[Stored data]
----
PR #1687, opened 2022-04-13
feat: adding equivalent props with value default to false

zchenwei:
#### Description of changes

To simplify code generation process, we would like to have all boolean props default to `false`.

1. Alert `isIconHidden` is added with default of `false`
2. FieldGroupIcon `isHidden` is added with default of `false`
3. SearchField `isLabelShown` is added with default of `false`
4. Updating `CONTRIBUTING.md` for `@aws-amplify/ui-react`

Added unit tests to cover new changes

#### Checklist

- [x] PR description included
- [x] `yarn test` passes
- [x] Tests are updated

### DIFF
--- a/packages/react/src/primitives/Alert/__tests__/Alert.test.tsx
----
**Your task**
Copy out all the entries exactly once more.

**Final answer**
PR #1687, opened 2022-04-13
feat: adding equivalent props with value default to false

zchenwei:
#### Description of changes

To simplify code generation process, we would like to have all boolean props default to `false`.

1. Alert `isIconHidden` is added with default of `false`
2. FieldGroupIcon `isHidden` is added with default of `false`
3. SearchField `isLabelShown` is added with default of `false`
4. Updating `CONTRIBUTING.md` for `@aws-amplify/ui-react`

Added unit tests to cover new changes

#### Checklist

- [x] PR description included
- [x] `yarn test` passes
- [x] Tests are updated

### DIFF
--- a/packages/react/src/primitives/Alert/__tests__/Alert.test.tsx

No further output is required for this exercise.